What are the best injections for rectal pain?

[quilter]

Specifically, for pain and severe tightness along the left greater than right ischiococcygeus (posterior portion of the levator ani). This is a separate problem from the PN itself - appears to be caused by scarring in the left sacrum (around S2). Manual release during PT is very helpful and lasts up to a week, though hurts like crazy during Rx. I do exercises and relaxation, but obviously can't do what my PT can. There's a constant sense of left-midline S2 pressure & a foreign body in the rectum which increases with sitting or lying on my back, climbing the pain scale with each BM. It's bad several days each week, when there are multiple BMs in rapid succession. The sacral nerve damage/ischiococcygeus tightness causes incomplete voiding. Even though stools are soft & volume is normal, 3- 10 minutes later I have to go again (on average 7-12 x per day). Seems impossible for a person to produce so much so many days in a row while taking NO stool softener or laxative. On those days the foreign body becomes a burning baseball bat being rammed upward; the tissue is unbearably raw. Most days I use a few OTC hemmorhoidal suppositories with gel to keep things lubricated. On "bathroom days" I wait until I think I'm done for awhile before using Valium/Baclofen suppositories so they aren't wasted, plus lots of pain meds to help the spasms and maybe try to sleep a bit.
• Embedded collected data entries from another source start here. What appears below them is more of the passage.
PR #63, opened 2021-02-05
Improve memory access constraints in fuzzer

tonkosi:
This change tightens memory access control when creating expressions by keeping a track of number of times an expression can be dereferenced ("freedom index"). Before this change, a single bool was used to determine whether an expression must be a valid pointer, but that lead to issues with expressions such as `**ptr`, where `ptr` is a valid pointer that can only be dereferenced once.

In addition, a small change to comparing LLDB and lldb-eval types is introduced that ignores type qualifiers to reduce unwanted noise produced when running the fuzzer.


tools/fuzzer/constraints_test.cc
```diff
@@ -176,3 +176,33 @@ TEST(Constraints, Unsatisfiability) {
   EXPECT_THAT(default_ctor.satisfiable(), IsFalse());
   EXPECT_THAT(default_specific_types.satisfiable(), IsFalse());
 }
+
+TEST(Constraints, MemoryConstraints) {
+  auto expect_fields = [](const MemoryConstraints& constraints,
```
werat, line 181: Maybe you can just define `operator==` for `MemoryConstraints` (here in the test file) and then just use EXPECT_EQ:

```
bool operator==(const MemoryConstraints& lhs, const MemoryConstraints& rhs){ 
    return lhs.must_be_valid() == rhs.must_be_valid() &&
        lhs.required_freedom_index() == rhs.required_freedom_index();
}
...
EXPECT_EQ(invalid.from_address_of(), {false, 0});
```

werat (commented):
Thanks, looks great! One small suggestion regarding the tests.

tools/fuzzer/constraints_test.cc
tonkosi: Nice suggestion, that should improve precision of test reports.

For those who don't know my history, this unholy trinity (sacral pain, then rectal pain, then incomplete voiding) started suddenly in July 2012, 6 months after the left sacral neurostimulator was implanted. It was removed Dec 2012 because lots of reprogramming didn't help the new Sx, and pain relief of the PN areas was decreasing. The sacral pain was preceded by 2 weeks of midline-left S2 vibrating/muscle spasm when the SCS was turned off and I was lying flat or slightly bending forward. There was a lead at the spot where the pain started, but the stim was programmed to be felt 4+ inches below it: at the base of the buttock and up into the left vaginal wall and vulva. Until then I'd never had sacral pain or bowel frequency, and only occasional, brief mild left rectal pain (totally different than now), without the current ischiococcygeus issues.

Interestingly, while on a 5-day ketamine infusion after Dr. Hibner's Dec 2013 re-do left PN decompression the sacral pain reduced about 70%. The sacral relief lasted 8-9 weeks even with minimal Oxy and Xanaflex (much less than preop and now). For 10-12 weeks postop the rectal pain and bowel dysfunction were GONE, despite 100-200 mg Colace per day to prevent straining. On that high dosage, had only 1-2 BMs per day. Then the ketamine started to wear off and the 3 problems returned in the same order they started in July 2012. I reduced the Colace to the point where I take only 25 mg maybe once every 10-14 days, when stools start to firm & cause straining. Seems that the ketamine did its job for awhile. There is no diarrhea. Stools are soft, of normal amount each time except that there are way too many several days a week. The sensation to poop comes from the rectum (nerve-related), not colon/abdominal cramping. Totally different from when I had colitis in the 1980's; the GI doc has cleared me for IBD.

Any feedback on what injections/nerve blocks have worked for others will be greatly appreciated. Wonder if Botox can be given there and might settle down that muscle and allow my PT to work even deeper? I may have to find a new pain mgmt anesthesiologist. Mine no longer seems willing to perform nerve blocks (feels they are only helpful diagnostically, because relief is so short-term). Thank you!

[nyt]

Botox is certainly an option. You can double check and make sure they can get the muscle where you need it most.

Have you tried using your suppositories vaginally? That's how I use mine and they help the rectal pain alot. That way you do not have to worry about wasting them.

Since Ketamine helped so much why not look more into that? For most individuals Ketamine does where off and you have to get regular boosters but if it helped as much as it did it seems that might be a good option for you.

Lottanerve had=s done very well with a pain pump. That might be another option.